------ Data records ------

Issue #19, opened 2020-01-14
Unrolling private arrays to scalar variables.


Bastacyclop:
```c
float x37[3]; // private memory
```
would become:
```c
float x37_0;
float x37_1;
float x37_2;
```
It should be possible to perform this unrolling on imperative DPIA.
Combinations of structs and arrays would also be deconstructed to scalar variables in a similar way.

PR #36, opened 2020-02-03
Enforce unique names during substitution

roger-uw:
The unique name invariant enforced before type inference in Rise (see RIse [#19](https://github.com/rise-lang/rise/pull/19)) is preserved during substitution in DPIA.

### DIFF
--- a/src/main/scala/shine/DPIA/Phrases/Phrase.scala
+++ b/src/main/scala/shine/DPIA/Phrases/Phrase.scala
@@ -132,10 +132,51 @@ object Phrase {
   def substitute[T1 <: PhraseType, T2 <: PhraseType](ph: Phrase[T1],
                                                      `for`: Phrase[T1],
                                                      in: Phrase[T2]): Phrase[T2] = {
+    var substCounter = 0
     object Visitor extends VisitAndRebuild.Visitor {
+      def renaming[X <: PhraseType](p: Phrase[X], proc: String => String): Phrase[X] = {
+        case class Renaming(idMap: Map[String, String]) extends VisitAndRebuild.Visitor {
+          override def phrase[T <: PhraseType](p: Phrase[T]): Result[Phrase[T]] = p match {
+            case Identifier(name, t) => Stop(
+              Identifier(idMap(name),
+                VisitAndRebuild.visitPhraseTypeAndRebuild(t, this)).asInstanceOf[Phrase[T]])
+            case Lambda(x, b) =>
+              val newMap = idMap + (x.name -> proc(x.name))
+              Stop(Lambda(VisitAndRebuild(x, Renaming(newMap)).asInstanceOf[Identifier[PhraseType]],
+                VisitAndRebuild(b, Renaming(newMap))))
+            case dl@DepLambda(x, _) =>
+              val newMap = idMap + (x.name -> proc(x.name))
+              Continue(dl, Renaming(newMap))
+            case _ => Continue(p, this)
+          }
+
+          override def nat[N <: Nat](n: N): N = n.visitAndRebuild({
+            case i: NatIdentifier => idMap.get(i.name) match {
+              case Some(newName) => NatIdentifier(newName)
+              case None => i
+            }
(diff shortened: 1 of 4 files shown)


src/main/scala/shine/DPIA/Phrases/Phrase.scala
```diff
@@ -132,10 +132,47 @@ object Phrase {
...
+              val newMap = idMap + (x.name -> freshName(x.name.takeWhile(_.isLetter)))
+              Continue(dl, Renaming(newMap))
+            case _ => Continue(p, this)
+          }
+
+          override def nat[N <: Nat](n: N): N = n.visitAndRebuild({
+            case i: NatIdentifier => idMap.get(i.name) match {
+              case Some(newName) => NatIdentifier(newName)
+              case None => i
+            }
```
Bastacyclop: maybe you could use `map().getOrElse()` instead?

src/main/scala/shine/DPIA/Phrases/Phrase.scala
```diff
@@ -132,10 +132,47 @@ object Phrase {
...
+            case ae => ae
+          }).asInstanceOf[N]
+
+          override def data[T <: DataType](dt: T): T = (dt match {
+            case i: DataTypeIdentifier => idMap.get(i.name) match {
+              case Some(newName) => DataTypeIdentifier(newName)
+              case None => i
+            }
```
Bastacyclop: same

src/main/scala/shine/DPIA/Phrases/VisitAndRebuild.scala
```diff
@@ -49,8 +49,27 @@ object VisitAndRebuild {
           case Apply(p, q) =>
             Apply(apply(p, v), apply(q, v))
 
-          case dl @ DepLambda(a, p) =>
-            DepLambda(a, apply(p, v))(dl.kn)
+          case DepLambda(a, p) => a match {
+            case n: NatIdentifier =>
+              DepLambda[NatKind, PhraseType](
+                NatIdentifier(v.nat(n).asInstanceOf[arithexpr.arithmetic.NamedVar].name), apply(p, v))
```
Bastacyclop: I don't know if there is a better way to solve this issue :thinking:

src/main/scala/shine/DPIA/Phrases/VisitAndRebuild.scala
```diff
@@ -92,14 +111,45 @@ object VisitAndRebuild {
...
+  def visitDataTypeAndRebuild(dataType: DataType, v: Visitor): DataType = dataType match {
+    case i: IndexType => IndexType(v.nat(i.size))
+    case a: ArrayType =>
+      ArrayType(v.nat(a.size), visitDataTypeAndRebuild(a.elemType, v))
+    case vec: VectorType =>
+      VectorType(v.nat(vec.size), v.data(vec.elemType))
+    case r: PairType =>
+      PairType(visitDataTypeAndRebuild(r.fst, v),
+        visitDataTypeAndRebuild(r.snd, v))
+    case _ => v.data(dataType)
```
Bastacyclop: What if `v.data` already deals with the previous cases? then this would ignore it.

src/main/scala/shine/DPIA/Phrases/Phrase.scala
roger-uw: updated

src/main/scala/shine/DPIA/Phrases/Phrase.scala
roger-uw: updated

src/main/scala/shine/DPIA/Phrases/VisitAndRebuild.scala
roger-uw: Updated `visitDataTypeAndRebuild` to use the result from `v.data`, also made it `private` to avoid infinite recursive calls caused by using `visitDataTypeAndRebuild` in `data`.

------

What to work on: Set down all the data exactly as given.

Result below:
Issue #19, opened 2020-01-14
Unrolling private arrays to scalar variables.


Bastacyclop:
```c
float x37[3]; // private memory
```
would become:
```c
float x37_0;
float x37_1;
float x37_2;
```
It should be possible to perform this unrolling on imperative DPIA.
Combinations of structs and arrays would also be deconstructed to scalar variables in a similar way.

PR #36, opened 2020-02-03
Enforce unique names during substitution

roger-uw:
The unique name invariant enforced before type inference in Rise (see RIse [#19](https://github.com/rise-lang/rise/pull/19)) is preserved during substitution in DPIA.

### DIFF
--- a/src/main/scala/shine/DPIA/Phrases/Phrase.scala
+++ b/src/main/scala/shine/DPIA/Phrases/Phrase.scala
@@ -132,10 +132,51 @@ object Phrase {
   def substitute[T1 <: PhraseType, T2 <: PhraseType](ph: Phrase[T1],
                                                      `for`: Phrase[T1],
                                                      in: Phrase[T2]): Phrase[T2] = {
+    var substCounter = 0
     object Visitor extends VisitAndRebuild.Visitor {
+      def renaming[X <: PhraseType](p: Phrase[X], proc: String => String): Phrase[X] = {
+        case class Renaming(idMap: Map[String, String]) extends VisitAndRebuild.Visitor {
+          override def phrase[T <: PhraseType](p: Phrase[T]): Result[Phrase[T]] = p match {
+            case Identifier(name, t) => Stop(
+              Identifier(idMap(name),
+                VisitAndRebuild.visitPhraseTypeAndRebuild(t, this)).asInstanceOf[Phrase[T]])
+            case Lambda(x, b) =>
+              val newMap = idMap + (x.name -> proc(x.name))
+              Stop(Lambda(VisitAndRebuild(x, Renaming(newMap)).asInstanceOf[Identifier[PhraseType]],
+                VisitAndRebuild(b, Renaming(newMap))))
+            case dl@DepLambda(x, _) =>
+              val newMap = idMap + (x.name -> proc(x.name))
+              Continue(dl, Renaming(newMap))
+            case _ => Continue(p, this)
+          }
+
+          override def nat[N <: Nat](n: N): N = n.visitAndRebuild({
+            case i: NatIdentifier => idMap.get(i.name) match {
+              case Some(newName) => NatIdentifier(newName)
+              case None => i
+            }
(diff shortened: 1 of 4 files shown)


src/main/scala/shine/DPIA/Phrases/Phrase.scala
```diff
@@ -132,10 +132,47 @@ object Phrase {
...
+              val newMap = idMap + (x.name -> freshName(x.name.takeWhile(_.isLetter)))
+              Continue(dl, Renaming(newMap))
+            case _ => Continue(p, this)
+          }
+
+          override def nat[N <: Nat](n: N): N = n.visitAndRebuild({
+            case i: NatIdentifier => idMap.get(i.name) match {
+              case Some(newName) => NatIdentifier(newName)
+              case None => i
+            }
```
Bastacyclop: maybe you could use `map().getOrElse()` instead?

src/main/scala/shine/DPIA/Phrases/Phrase.scala
```diff
@@ -132,10 +132,47 @@ object Phrase {
...
+            case ae => ae
+          }).asInstanceOf[N]
+
+          override def data[T <: DataType](dt: T): T = (dt match {
+            case i: DataTypeIdentifier => idMap.get(i.name) match {
+              case Some(newName) => DataTypeIdentifier(newName)
+              case None => i
+            }
```
Bastacyclop: same

src/main/scala/shine/DPIA/Phrases/VisitAndRebuild.scala
```diff
@@ -49,8 +49,27 @@ object VisitAndRebuild {
           case Apply(p, q) =>
             Apply(apply(p, v), apply(q, v))
 
-          case dl @ DepLambda(a, p) =>
-            DepLambda(a, apply(p, v))(dl.kn)
+          case DepLambda(a, p) => a match {
+            case n: NatIdentifier =>
+              DepLambda[NatKind, PhraseType](
+                NatIdentifier(v.nat(n).asInstanceOf[arithexpr.arithmetic.NamedVar].name), apply(p, v))
```
Bastacyclop: I don't know if there is a better way to solve this issue :thinking:

src/main/scala/shine/DPIA/Phrases/VisitAndRebuild.scala
```diff
@@ -92,14 +111,45 @@ object VisitAndRebuild {
...
+  def visitDataTypeAndRebuild(dataType: DataType, v: Visitor): DataType = dataType match {
+    case i: IndexType => IndexType(v.nat(i.size))
+    case a: ArrayType =>
+      ArrayType(v.nat(a.size), visitDataTypeAndRebuild(a.elemType, v))
+    case vec: VectorType =>
+      VectorType(v.nat(vec.size), v.data(vec.elemType))
+    case r: PairType =>
+      PairType(visitDataTypeAndRebuild(r.fst, v),
+        visitDataTypeAndRebuild(r.snd, v))
+    case _ => v.data(dataType)
```
Bastacyclop: What if `v.data` already deals with the previous cases? then this would ignore it.

src/main/scala/shine/DPIA/Phrases/Phrase.scala
roger-uw: updated

src/main/scala/shine/DPIA/Phrases/Phrase.scala
roger-uw: updated

src/main/scala/shine/DPIA/Phrases/VisitAndRebuild.scala
roger-uw: Updated `visitDataTypeAndRebuild` to use the result from `v.data`, also made it `private` to avoid infinite recursive calls caused by using `visitDataTypeAndRebuild` in `data`.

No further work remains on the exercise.